本稿では,3つの大規模公用ミトーシスデータセットに対して,提案モデルの性能と一般化性を示す。
- 参考スコア(独自算出の注目度): 3.047950378303433
- License: http://creativecommons.org/licenses/by-nc-sa/4.0/
- Abstract: Counting of mitotic figures is a fundamental step in grading and
prognostication of several cancers. However, manual mitosis counting is tedious
and time-consuming. In addition, variation in the appearance of mitotic figures
causes a high degree of discordance among pathologists.
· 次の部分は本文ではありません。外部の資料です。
PR #248, opened 2022-03-14
Visitor wants to know when they are put on hold

kuldar-daniel:
This feature allows visitor to see when the are put on hold. The cue is:
* In Call view the "on hold" text appears under operator name
* In Call view the bottom text lets visitor know they can continue browsing while on hold
* In Call remote video stream is hidden and operator image is shown again
* In Call view the the operator image displays blurred overlay with on hold icon
* In Minimzed Bubble the same blurred overlay is also displayed

MUIC-241


GliaWidgets/Component/Connect/Operator/ConnectOperatorView.swift
```diff
@@ -88,6 +98,24 @@ class ConnectOperatorView: UIView {
         animationView = nil
     }
 
+    func showOnHoldView() {
+        guard let style = style.onHoldOverlay else { return }
+
+        let onHoldView = OnHoldOverlayView(
+            style: style,
+            imageSize: .init(width: 40, height: 40)
```
igorkravchenko, line 106: Let's move image size to dedicated constant.

GliaWidgets/View/Call/CallView.swift
```diff
@@ -7,8 +7,40 @@ class CallView: EngagementView {
...
+    }
+
+    var isVisitrOnHold: Bool = false {
+        didSet {
+            connectView.operatorView.isVisitorOnHold = isVisitrOnHold
+
+            if isVisitrOnHold {
+                secondLabel.text = style.onHoldTopText
+                connectView.statusView.setSecondText(style.onHoldTopText, animated: false)
+            }
```
igorkravchenko, line 26: What happens for `else` case? Does `secondLabel.text` and  `connectView.statusView.setSecondText` still has  text assigned?

GliaWidgets/View/Call/CallView.swift
```diff
@@ -7,8 +7,40 @@ class CallView: EngagementView {
...
+
+            if case .video = mode {
```
igorkravchenko, line 28: Do we to need address other modes along with `.video`?

GliaWidgets/View/Call/CallView.swift
```diff
@@ -7,8 +7,40 @@ class CallView: EngagementView {
...
+                connectView.isHidden = !isVisitrOnHold
+                topStackView.isHidden = isVisitrOnHold
+                remoteVideoView.isHidden = isVisitrOnHold
```
igorkravchenko, line 31: Is it possible to add test that will ensure that all theses flags are flipped as expected?

GliaWidgets/View/Call/CallView.swift
```diff
@@ -7,8 +7,40 @@ class CallView: EngagementView {
...
+            }
+
+            bottomLabel.text = isVisitrOnHold
+                ? style.onHoldBottomText
+                : nil
+
+            bottomLabel.isHidden = !isVisitrOnHold
```
igorkravchenko, line 38: Also handle this case in tests as well?

GliaWidgets/ViewModel/Call/CallViewModel.swift
```diff
@@ -98,6 +100,12 @@ class CallViewModel: EngagementViewModel, ViewModel {
         call.duration.addObserver(self) { [weak self] duration, _ in
             self?.onDurationChanged(duration)
         }
+        call.isVisitorOnHold.addObserver(self) { [weak self] isOnHold, oldValue in
```
igorkravchenko, line 103: ViewModels seem to be like a good candidate for unit testing. Let's discuss how we can add tests here. Seems like `voice-over` branch has a lot of helpful mocks and Environments ready to be uses for testing.

GliaWidgets/View/Call/CallView.swift
kuldar-daniel: It only applies to video since the video mode has the connectview hidden and remote video stream visible.

GliaWidgets/View/Call/CallView.swift
kuldar-daniel: added else clause. It wasn't strictly needed due to the duration text would then be shown, but for claritys sake I added the duration text on the else

GliaWidgets/Component/Connect/Operator/ConnectOperatorView.swift
kuldar-daniel: the size varies depending whether it is in bubble or in call view though

GliaWidgets/Component/Bubble/BubbleStyle.swift
```diff
@@ -6,16 +6,21 @@ public class BubbleStyle {
     /// Style of a badge shown on the bubble.
     public var badge: BadgeStyle?
 
+    /// Style of a visitor's on hold state overlay.
+    public var onHoldOverlay: OnHoldOverlayStyle?
```
dukhovnyi, line 10: Perhaps I miss something, however I'd like to clarify why `onHoldOverlay` is optional and is variable?
For me, it looks like if this style is nil then `bubble` view will not show on hold state at all - [code](https://github.com/salemove/ios-sdk-widgets/pull/248/files#diff-811f3bc73367f56c237557e63c8e38abab3438cf50662d4dfea7ac21da63c7b7R59).
If we would like to apply default value, I think it should be some default `OnHoldOverlayStyle` and it should not lead to incorrect appearance of Bubble view.
Does it make sense?

GliaWidgets/Component/Bubble/BubbleView.swift
```diff
@@ -44,6 +54,27 @@ class BubbleView: UIView {
         ).cgPath
     }
 
+    func showOnHoldView() {
+        guard
```
dukhovnyi, line 58: Since `show/hide` methods are not synced and we don't have tests for it, I'd like to propose to call `onHoldView?.removeFromSuperview()` on the beginning of this method, to be sure that after accidentally called `showOnHoldView` we will not have an additional `onHoldView` subview.

GliaWidgets/Component/Bubble/BubbleView.swift
```diff
@@ -44,6 +54,27 @@ class BubbleView: UIView {
...
+            let style = style.onHoldOverlay,
+            let userImageView = userImageView
+        else { return }
+
+        let onHoldView = OnHoldOverlayView(
+            style: style,
+            imageSize: .init(width: 26, height: 26)
```
dukhovnyi, line 65: does it make sense to put this size value inside of style?

GliaWidgets/Component/Connect/Operator/ConnectOperatorStyle.swift
```diff
@@ -8,16 +8,22 @@ public struct ConnectOperatorStyle {
...
     public var animationColor: UIColor
 
+    /// Style of the visitor on hold overlay view.
+    public var onHoldOverlay: OnHoldOverlayStyle?
+
     ///
     /// - Parameters:
     ///   - operatorImage: Style of the operator's image.
     ///   - animationColor: Color of the animated concentric circles extending from the operator's image.
+    ///   -
```
dukhovnyi, line 18: looks like the doc is missed here.

GliaWidgets/Component/Connect/Operator/ConnectOperatorView.swift
```diff
@@ -88,6 +98,24 @@ class ConnectOperatorView: UIView {
         animationView = nil
     }
 
+    func showOnHoldView() {
+        guard let style = style.onHoldOverlay else { return }
```
dukhovnyi, line 102: I'd like to propose to call on the beginning of this method `onHoldView?.removeFromSuperview()`. To be sure that accidentally called `showOnHoldView` will not increment amount of onHoldView subviews.

GliaWidgets/Component/OnHoldOverlay/OnHoldOverlayStyle.swift
```diff
@@ -0,0 +1,14 @@
+import UIKit
+
+public struct OnHoldOverlayStyle {
```
dukhovnyi, line 3: Since we introduce a new style, I'd like to propose to avoid extending the global namespace and introduce this structure inside of Theme namespace for example.
What do you think, does it make sense?
cc: @igorkravchenko

GliaWidgets/Component/OnHoldOverlay/OnHoldOverlayStyle.swift
```diff
@@ -0,0 +1,14 @@
+import UIKit
+
```
dukhovnyi, line 2: let's add documentation for this structure.

GliaWidgets/Component/OnHoldOverlay/OnHoldOverlayView.swift
```diff
@@ -0,0 +1,41 @@
...
+    }
+
+    private func setup() {
+        imageView.image = style.image.withRenderingMode(.alwaysTemplate)
+        imageView.tintColor = style.imageColor
+    }
+
+    private func layout() {
+        addSubview(blurEffectView)
+        blurEffectView.autoPinEdgesToSuperviewEdges()
```
dukhovnyi, line 35: perhaps I miss something, but for me it looks like `blurEffectView` will be placed under the imageView and I don't see any re-ordering here. What is the benefit of this `blurEffectView` view?

GliaWidgets/Component/OnHoldOverlay/OnHoldOverlayVisualEffectView.swift
```diff
@@ -0,0 +1,23 @@
...
+        effect = nil
+        animator.stopAnimation(true)
+        animator.addAnimations { [weak self] in
+            self?.effect = UIBlurEffect(style: .regular)
+        }
+        animator.fractionComplete = 0.1
+    }
+
+    deinit {
+        animator.stopAnimation(true)
```
dukhovnyi, line 21: why do we need to stop animation explicitly on deinitialization? will it cause any issues if we will deinit it without stopping the animator?

GliaWidgets/View/Call/CallStyle.swift
```diff
@@ -44,6 +44,10 @@ public class CallStyle: EngagementStyle {
     /// Style of the call view bottom button bar (with buttons like "Chat", "Video", "Mute", "Speaker" and "Minimize").
     public var buttonBar: CallButtonBarStyle
 
+    /// The text shown in the top section of the view when visitor is put on hold
+    public var onHoldTopText: String?
+    public var onHoldBottomText: String?
```
dukhovnyi, line 49: Why do we need to have these two strings optional? If these strings are nil visitors can miss context what happened with UI.

GliaWidgets/Component/OnHoldOverlay/OnHoldOverlayStyle.swift
kuldar-daniel: This is consitent to what we have with other components. While I don't mind it being in Theme generally, I think consistency would win here until we would refactor the themeing

GliaWidgets/Component/OnHoldOverlay/OnHoldOverlayView.swift
kuldar-daniel: imageView is for the pause icon asset. The whole overlay view will be placed on top of the user image view, which will blur the user image, but not the pause icon asset on top of it

GliaWidgets/Component/OnHoldOverlay/OnHoldOverlayVisualEffectView.swift
```diff
@@ -0,0 +1,23 @@
...
+    private var animator = UIViewPropertyAnimator(
+        duration: 1,
+        curve: .linear
+    )
+
+    override func draw(_ rect: CGRect) {
+        super.draw(rect)
+
+        effect = nil
+        animator.stopAnimation(true)
```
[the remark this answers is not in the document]
kuldar-daniel: This is used to make the intensity of default iOS blur a little less to achieve the desired effect in the design. Default blureffectview would make the imageview that is blurred very odd and this seemed like a better solution than to make my own blurring of image

GliaWidgets/View/Call/CallStyle.swift
kuldar-daniel: this was done due to backward compatiblity. I saw that similar approach was used previously while developing new features. But default values are actually quite good alternative tht you proposed and I didn't think of it myself. WIll fix

GliaWidgets/Component/Bubble/BubbleView.swift
kuldar-daniel: That could work.

GliaWidgets/Component/Bubble/BubbleStyle.swift
kuldar-daniel: I think the same reason why badge style is optional. It was developed after and we didn't want to force integrators to implement them with errors. But default value is very good idea.

GliaWidgets/Component/OnHoldOverlay/OnHoldOverlayVisualEffectView.swift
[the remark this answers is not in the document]
dukhovnyi: so, it is expected that we create an animator but don't use it, or do we start animation in some other place?

GliaWidgets/View/Call/CallStyle.swift
```diff
@@ -83,7 +91,9 @@ public class CallStyle: EngagementStyle {
         bottomText: String,
         bottomTextFont: UIFont,
         bottomTextColor: UIColor,
-        buttonBar: CallButtonBarStyle
+        buttonBar: CallButtonBarStyle,
+        onHoldTopText: String,
+        onHoldBottomText: String
```
dukhovnyi, line 96: Since we have a pretty big constructor already, perhaps it makes sense to create a separate structure `OnHold` and place there two properties for now?

GliaWidgets/Component/OnHoldOverlay/OnHoldOverlayVisualEffectView.swift
kuldar-daniel: Yes, in case of incorrect memory usage where the view would stay alive (eg. retain cycle), this at least ensures that animation will be ended properly instead of running and wasting resources forever

GliaWidgets/View/Call/CallView.swift
kuldar-daniel: Added tests

GliaWidgets/View/Call/CallView.swift
kuldar-daniel: Added tests in fdeef7bf8b803a5f72352a760db62aa5ef2d6737

GliaWidgets/ViewModel/Call/CallViewModel.swift
kuldar-daniel: Added tests in 80bbe14e21ed66104d3535270a2bbaadb4c11327

GliaWidgets/Component/Bubble/BubbleView.swift
kuldar-daniel: Added

GliaWidgets/Component/OnHoldOverlay/OnHoldOverlayStyle.swift
igorkravchenko: @dukhovnyi @kuldar-daniel I think because most of the component styles are declared globally in the module, it makes sense to do the same for this style.

igorkravchenko (approved):
Good job 👍

GliaWidgets/Component/OnHoldOverlay/OnHoldOverlayStyle.swift
dukhovnyi: ok, let's do this way

GliaWidgets/Component/OnHoldOverlay/OnHoldOverlayVisualEffectView.swift
dukhovnyi: but in case of a memory leak `deinit` method will not execute or do I miss something?

kuldar-daniel: ah, you are correct. I guess I just saw online that it was common practice without really questioning it

dukhovnyi (approved):
Approve in advance, but this [comment](https://github.com/salemove/ios-sdk-widgets/pull/248#discussion_r830530796) has no answer.
Changes in this PR raised Swiftlint issue, so please fix it before merge.
One more suggestion, I'd like to propose to squash all commit in one to have a more flat history.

With advances in deep
learning models, several automatic mitosis detection algorithms have been
proposed but they are sensitive to {\em domain shift} often seen in histology
images. We propose a robust and efficient two-stage mitosis detection
framework, which comprises mitosis candidate segmentation ({\em Detecting
Fast}) and candidate refinement ({\em Detecting Slow}) stages. The proposed
candidate segmentation model, termed \textit{EUNet}, is fast and accurate due
to its architectural design. EUNet can precisely segment candidates at a lower
resolution to considerably speed up candidate detection. Candidates are then
refined using a deeper classifier network, EfficientNet-B7, in the second
stage. We make sure both stages are robust against domain shift by
incorporating domain generalization methods. We demonstrate state-of-the-art
performance and generalizability of the proposed model on the three largest
publicly available mitosis datasets, winning the two mitosis domain
generalization challenge contests (MIDOG21 and MIDOG22). Finally, we showcase
the utility of the proposed algorithm by processing the TCGA breast cancer
cohort (1,125 whole-slide images) to generate and release a repository of more
than 620K mitotic figures.
- Abstract(参考訳): 分裂図形の数え上げは、いくつかのがんの分類と予後の基本的なステップである。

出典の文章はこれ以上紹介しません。